You will see a trading interface that contains several different interesting sections.

1. Above you can see the cryptocurrency trading pair and other market information such as daily price change and volume.

2. The order book lists all open orders for the purchase and sale of an asset, sorted by price. Green orders are buy orders and red orders are sell orders. When you place a market order to buy an asset, you choose the lowest price offered. If your order still needs more volume to execute it, it will move to the next lowest ask price.

3. Here you will see a chart with historical price data that you can customize for yourself. Built into the window is TradingView, which provides you with a wide range of technical analysis tools.

4. In the upper right corner you can find different trading pairs. Here you can choose the cryptocurrency pair you want to trade on the spot market, and add your favorite pairs to your "bookmarks" by clicking on the small stars. Please note that you do not have to buy cryptocurrency with fiat. If you have other cryptocurrencies, you can also exchange them for other coins and tokens on the spot market.

5. In this section you will create buy or sell orders. You can see that it is currently in the [Spot] section. Below you can choose the order type [Limit], [Market], and [Stop-Limit].

Let's take a look at the simplest spot deal you can make - a market order. In our example, you want to buy $1,000 (BUSD) of Bitcoin (BTC). To do this, all you need to do is enter 1000 in the [Total] field and click [Buy BTC]. The exchange will immediately deliver the BUSD to the seller and you will receive $1000 worth of BTC (BUSD).


Advantages and disadvantages of spot markets

Each type of trading and strategy you will come across has its advantages and disadvantages. Understanding this will help you reduce your risks and trade with more confidence. Spot trading is one of the simplest, but it still has its strengths and weaknesses.

Advantages of spot markets

1. Prices are transparent and depend only on supply and demand on the market. This aspect contrasts with the futures market, which often contains several reference prices. For example, the tick price on the Binance futures market is derived from other information, including the funding rate, the index price, and the moving average (MA) basis. In some traditional markets, the markup price may also be affected by interest rates.

2. Participating in spot trading is easy with simple rules, rewards and risks. When you invest $500 on the spot market in BNB, you can easily calculate your risk based on your entry and the current price.
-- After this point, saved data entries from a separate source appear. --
PR #7244, opened 2022-07-28
Add support for FreeBSD/powerpc64le

pkubaj:


AlexPeshkoff:
Main question - was the build actually tested?

pkubaj:
Yes, I have started a Firebird server and created a database.

AlexPeshkoff:
Can you also try one more test?
Start server on PPC & from *intel / amd* box (i.e. x64) connect to it:

# ./isql -z -user sysdba -pas masterkey ppc64le:employee
Server version:
LI-T5.0.0.591-dev Firebird 5.0 Initial
LI-T5.0.0.591-dev Firebird 5.0 Initial/tcp (fbs3)/P18:C
<Here you should get ppc64le server desription>
Database: localhost:employee, User: SYSDBA
SQL> set list;
SQL> select 1.5, cast(1.5 as decimal(30,1)), cast(1.5 as double 
precision), cast(1.5 as decimal(15,1)), cast(1.5 as decfloat) from 
rdb$database;
CONSTANT                        1.5
CAST 1.5
CAST                            1.500000000000000
CAST                            1.5
CAST 1.5
SQL>

I.e. all values should be (as expected) 1.5. If something goes wrong 
that means network layer (converting messages to/from network format) 
works wrong on PPC - bad byte order. I ask cause this platform was 
actually untested for a long time, and checking for correct byte order 
is generally useful thing for new port.

Alex.

pkubaj:
OK, I will test that, but I don't think anything will be wrong with byte order since powerpc64le is actually little-endian, same as amd64.

pkubaj:
I can confirm that it works as you wrote.

builds/posix/prefix.freebsd_powerpc64el
```diff
@@ -0,0 +1,31 @@
...
+
+COMMON_FLAGS=-DFREEBSD -DPPC64EL -pipe -MMD -fPIC -fsigned-char
+PROD_FLAGS=$(COMMON_FLAGS) -O3 -g -fno-builtin -Wno-deprecated
+DEV_FLAGS=$(COMMON_FLAGS) -ggdb -p -Wall -Wno-non-virtual-dtor
+
+# These files are generated incorrectly (e.g. array.epp => array.cpp)
+%/array.o %/blob.o %/alice_meta.o %/restore.o %/backup.o: COMMON_FLAGS += -Wno-narrowing
+%/OdsDetection.o %/dba.o: COMMON_FLAGS += -Wno-narrowing
+
+CXXFLAGS := $(CXXFLAGS) -std=c++11
```
AlexPeshkoff, line 31: What a reason to change default for master branch c++17 to c++11? I hardly understand how does it build at all cause in alloc.h we use c++14 specific std::enable_if_t, see https://en.cppreference.com/w/cpp/types/enable_if

AlexPeshkoff (changes requested):

builds/posix/prefix.freebsd_powerpc64el
pkubaj: Ah, I based this patch on the Firebird 4 that we have in our ports tree and some other prefix files used std=c++11.

AlexPeshkoff (approved):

3. You can "set the order and forget it". Unlike derivatives and margin trading, with spot trading you don't have to worry about liquidating or getting a margin call. You can enter or exit the deal whenever you want. You also don't need to keep checking your investments unless you want to make short-term trades.

Disadvantages of spot markets

1. Depending on what you trade, spot markets can leave you with assets that are inconvenient to hold. Goods are probably the best example of that. If you buy crude oil on the spot, you will have to take physical delivery of the asset. In the case of cryptocurrencies, holding tokens and coins puts you in charge of their security. By trading futures derivatives, you can still access these assets, but pay in cash.
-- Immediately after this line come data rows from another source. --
PR #7251, opened 2022-08-08
Windows build (installer, dev experience, speed, GH actions) and GH refactor

asfernandes:
- Fix errors when paths has spaces and different (or localized) utilities versions

The zip/installer steps were not working correctly with localized tools or installed in paths with spaces.

- Improve Windows build process making it generating public files directly in the output directory, separated by debug/release configuration

The Windows development experience was always very below the Linux experience.
Public binaries were generated by VS/msbuild in `temp` directory and copied by `make_all.bat` to the `output` directory.
But others files (`.conf`) were only copied to `output`.
So to debug in VS one would need to manually copy files to `temp`.
It was also wasting time and disk space having files in both places.

- Create and save Windows installer in GitHub actions

We were lacking the Windows installer generation and upload.

- Upload zip generated in builds/install_images in GitHub actions

The zip kits uploaded to GH Actions were the result of the `output` directory.
With this change it gets the zip generated in `builds/install_images`

- Improve Windows build speed not building both release and debug external libraries

Another source of slow build, external libraries were being built for *both* release and debug build.

- Refactor GitHub Actions using independent jobs instead of multiple conditional steps

While working with GitHub Actions, the conditional (per OS / build type) steps in the same job matrix was refactored to use multiple jobs.


hvlad:
>     * Improve Windows build process making it generating public files directly in the output directory
> 
> 
> The Windows development experience was always very below the Linux experience. Public binaries were generated by VS/msbuild in `temp` directory and copied by `make_all.bat` to the `output` directory. But others files (`.conf`) were only copied to `output`. So to debug in VS one would need to manually copy files to `temp`. It was also wasting time and disk space having files in both places.

  AFAIU, there is no separate DEBUG and RELEASE output folders and to quickly switch between DEBUG and RELEASE one need to rebuild (relink, at least) necessary binaries ? In case of partial build (not all targets) it will create mess of DEBUG and RELEASE  binaries in output folder.

AlexPeshkoff:
On 8/8/22 09:23, Vlad Khorsun wrote:
>
>     |* Improve Windows build process making it generating public files
>     directly in the output directory |
>
>     The Windows development experience was always very below the Linux
>     experience. Public binaries were generated by VS/msbuild in |temp|
>     directory and copied by |make_all.bat| to the |output| directory.
>     But others files (|.conf|) were only copied to |output|. So to
>     debug in VS one would need to manually copy files to |temp|. It
>     was also wasting time and disk space having files in both places.
>
> AFAIU, there is no separate DEBUG and RELEASE output folders and to 
> quickly switch between DEBUG and RELEASE one need to rebuild (relink, 
> at least) necessary binaries ? In case of partial build (not all 
> targets) it will create mess of DEBUG and RELEASE binaries in output 
> folder.
>

Probably the best way to go is to have such folders in output? LIke 
posix does.
.conf-files may be also copied to both.

asfernandes:
> Probably the best way to go is to have such folders in output?

I'm doing it.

2. For some assets, individuals and companies, stability is most valuable. For example, companies wishing to operate abroad need access to foreign currency in the foreign exchange market. If they rely on the spot market, the planning of expenses and income will be very unstable.

3. The potential profit from spot trading is much smaller than from futures or margin trading. For the latter, you can use the same capital and trade larger positions.


Final thoughts

Spot trading in the spot markets is one of the most common ways of trading, especially for beginners. Although it's simple, it's always good to know more about the pros, cons, and potential strategies. Beyond the basics, you should consider combining your knowledge with good technical and fundamental analysis, and sentiment analysis.